Sonax claim this is safe on all alloys including polished and chrome wheels and is PH neutral which is a real bonus.

Application is easy, the retail spray trigger is very good and it really clings to the surface. The smell isn't too bad either, much improved over it's rivals.

So the product on test:





































What is particularly unusual about this wheel cleaner is it doesn't seem to react directly with the disc or the pads, which can sometimes be a worry.










And Finally the results from a rinse with no aggitation:



















All in this is the best wheel cleaner that we've tested. It's the safest, it cleans the best and doesn't appear to react with the brake discs. The down side is it is expensive but if you really care for your wheels or bi-annually want to give them a safe but thorough clean this is a great product.

Tim


----------



## sergeant (May 20, 2011)

How does this compare to Bilt Hamber Autowheel which can be used weekly and not affect wheel wax/sealant. Would you still use a seperate iron removing product or are you saying that this product is so good that you do not need to?

Many thanks,

Wez


----------



## MortenDK (Apr 1, 2012)

No need to use a seperate iron removing product, i have been using this for a year as i can get it really cheap, and its on par with AutoWheel.


----------



## SadlyDistracted (Jan 18, 2013)

MortenDK said:


> No need to use a seperate iron removing product, i have been using this for a year as i can get it really cheap, and its on par with AutoWheel.


:doublesho Ok so how cheap is "really cheap" ?
....

And  where from :driver: ?? May I invite to pm me :thumb:


----------



## toni (Oct 30, 2005)

A truly great wheel cleaner and iron particles remover, I've been using it for a few years now Thumb

Nice pics, Tim


----------



## -Raven- (Aug 26, 2010)

About time you guys caught up with the times!


----------



## CleanYourCar (Jan 23, 2006)

-Raven- said:


> About time you guys caught up with the times!

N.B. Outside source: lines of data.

PR #2806, opened 2026-06-18
docs: add Korean README

arkjun:
Adds a Korean translation of the README (README_ko.md) and links it from the
language switcher in README.md, README_ja.md, and README_zh.md.

- Full translation aligned with the current v2 English README.
- Follows the existing ja/zh language-switcher pattern (self-language excluded).


gavrielc (approved):
Thank you for this!!

PR #2808, opened 2026-06-18
fix: idempotent insertMessage + stamp agent_group_id on approval rows

caburi00:
Two independent, self-contained bug fixes found while operating a live install. Each has a regression test; both apply cleanly on `main` (v2.1.18).

## 1. `fix(session-db)`: make `insertMessage` idempotent on duplicate id

`insertMessage` used a bare `INSERT INTO messages_in`, so re-inserting the same message id threw `UNIQUE constraint failed: messages_in.id` and crashed `routeInbound` and the sender-approval replay path. The same id legitimately arrives twice — a sender-approval replay re-routes a message already written on the original delivery, and a channel can redeliver an inbound with the same client-generated id.

**Fix:** switch to `INSERT OR IGNORE` (matching how `messages_out` and `delivered` already dedup) and return a `boolean` so callers can distinguish a fresh insert from an ignored duplicate (and avoid re-waking on a redelivery). First write wins; duplicates are silent no-ops. Existing callers treat the return as `void`, so they're unaffected.

## 2. `fix(approvals)`: stamp `agent_group_id` on `pending_approvals` so taps can authorize

`requestApproval()` created the `pending_approvals` row **without** `agent_group_id`, defaulting it to `NULL`. The response handler's approve-path gate is:

```js
authorized = clicker && approval.agent_group_id !== null && hasAdminPrivilege(clicker, approval.agent_group_id)
```

With `agent_group_id = NULL`, `authorized` is **always false** — every clicked Approve is silently dropped as *"Ignoring unauthorized approval click."* `cli_command` cards were delivered to the admin DM but could **never** be resolved, accumulating as `pending` indefinitely. (Reject still worked — it doesn't pass the auth gate.)

**Fix:** stamp `session.agent_group_id` on the row at creation so a legitimate admin/owner click can authorize. Observed live as a large backlog of un-actionable `cli_command` approvals plus repeated "unauthorized click" warnings on owner taps.

## Tests
- `src/db/session-db.test.ts` — duplicate id is a no-op (returns `false`, no throw, one row); first write wins.
- `src/modules/approvals/request-approval.test.ts` — drives `requestApproval()` end-to-end and asserts the row carries the originating group (fails without the fix).

### DIFF
--- a/src/db/session-db.test.ts
+++ b/src/db/session-db.test.ts
@@ -10,7 +10,13 @@ import fs from 'fs';
 import path from 'path';
 import { describe, it, expect, afterEach } from 'vitest';
 
-import { getInboundSourceSessionId, migrateMessagesInTable } from './session-db.js';
+import {
+  ensureSchema,
+  getInboundSourceSessionId,
+  insertMessage,
+  migrateMessagesInTable,
+  openInboundDb,
+} from './session-db.js';
 
 const TEST_DIR = '/tmp/nanoclaw-session-db-test';
 const DB_PATH = path.join(TEST_DIR, 'inbound.db');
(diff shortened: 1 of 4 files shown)


mksocial19-code:
Scoped maintainer pass on PR #2808 at `08ec3d3e91ef61adce27bad409d509ca4c065e6d`.

Verdict: READY for human review; no patch needed from my pass. GitHub still reports `mergeStateStatus=BLOCKED` because `reviewDecision=REVIEW_REQUIRED`. Local merge check against current `origin/main` was clean.

Verified:
- `pnpm install --frozen-lockfile` ✅
- `pnpm exec vitest run src/db/session-db.test.ts src/modules/approvals/request-approval.test.ts` ✅ 2 files / 5 tests passed
- `pnpm exec tsc --noEmit` ✅
- `pnpm test` ✅ 57 files / 510 tests passed
- `git diff --check origin/main...HEAD` ✅

Notes:
- Changed files match scope: `src/db/session-db.test.ts`, `src/db/session-db.ts`, `src/modules/approvals/primitive.ts`, `src/modules/approvals/request-approval.test.ts`.
- Visible GitHub check count from `gh pr view`: 1 (`label`, success); no broader remote CI was visible to me.

PR #2893, opened 2026-06-30
feat(render): host-mediated document rendering via ephemeral container

avri-schneider:
## Summary
Adds a `render_document` MCP tool plus a host module that renders documents (Quarto / LaTeX / Chromium) in a **dedicated, ephemeral, network-isolated container** over the session's workspace, then notifies the agent.

## Why
Keeps the heavy, attack-prone document toolchain out of the agent image. The agent never touches Docker; the render container runs:

- `--network none` (no SSRF / no exfil channel)
- `--user <host uid>` (non-root; artifacts owned by the host user so the agent can read them back)
- `--rm` (ephemeral; torn down after each render)
- `--memory 2g`, and only the session's own workspace is mounted

## Files
- `container/render/{Dockerfile,build.sh}` — the render image
- `src/modules/render/index.ts` — host orchestration (arg-array `execFile`, no shell)
- `container/agent-runner/src/mcp-tools/render.ts` — the agent-facing tool

## Test
- Host `pnpm run build` clean; container `tsc --noEmit` clean.

## Possible follow-up
Resource limits beyond `--memory` (`--cpus`, `--pids-limit`) plus a render-concurrency cap would further harden against a malicious document hogging the host — not included here.

### DIFF
--- a/container/agent-runner/src/mcp-tools/index.ts
+++ b/container/agent-runner/src/mcp-tools/index.ts
@@ -10,6 +10,7 @@ import './scheduling.js';
 import './interactive.js';
 import './agents.js';
 import './self-mod.js';
+import './render.js';
 import { startMcpServer } from './server.js';
 
 function log(msg: string): void {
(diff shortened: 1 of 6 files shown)


gavrielc (commented):
@avri-schneider This might be interesting as a skill contributed to main but doesn't really fit with the approach to a minimal core codebase and doesn't belong on the channels branch. Thank!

yeah I know I'd heard the reputation and she didn't dissapoint :argie:


----------



## alxg (May 3, 2009)

I have used it for a few years now, I may be one of the few in this country that has by the sound of it and I rate it highly; it was one of, if not the first of the "bleeding" type cleaners out there - even before IronX if I remember right.

I got mine from Performance Motorcare and it was reasonably priced for how good it is. It's about time it got more airplay on here :thumb:


----------



## -Raven- (Aug 26, 2010)

Even before Iron-X? Years before!


----------



## RaceGlazer (Jan 10, 2007)

Sadly my bottle has run out, I bought it in Germany for about 7 Euros, so its cheap too, it really was excellent


----------



## CleanYourCar (Jan 23, 2006)

RaceGlazer said:


> Sadly my bottle has run out, I bought it in Germany for about 7 Euros, so its cheap too, it really was excellent


I'll eat my hat if you bought it anything like as cheap as that


----------



## -Raven- (Aug 26, 2010)

CleanYourCar said:


> I'll eat my hat if you bought it anything like as cheap as that


I got my last 6 bottles for $5 each. Bargain!


----------



## toni (Oct 30, 2005)

Where the heck do you it get that cheaply?! In Germany's stores it was close to 18-20 euros and over here the retail bottle is about 14-15 euros, but 5-7$ is crazy... Not even the 5L cotainer is so cheap


----------



## MidlandsCarCare (Feb 18, 2006)

I've been testing it over the weekend and can only echo Tims thoughts - its brilliant stuff! Certainly the best 'all in one' I've tried


----------



## Dazz (Feb 8, 2013)

http://www.eurocarparts.com/mobile/...r-cleaning/wheel-cleaner/?549778391&0&cc5_111

How does this rate compared to the full effect?


----------



## toni (Oct 30, 2005)

It doesn't even come close. It's more of a maintenance product than a deep cleaner.
Good stuff though, PH neutral with good cleaning power.


----------



## Dazz (Feb 8, 2013)

How many uses would you expect from one bottle?


----------



## lowejackson (Feb 23, 2006)

sergeant said:


> How does this compare to Bilt Hamber Autowheel.....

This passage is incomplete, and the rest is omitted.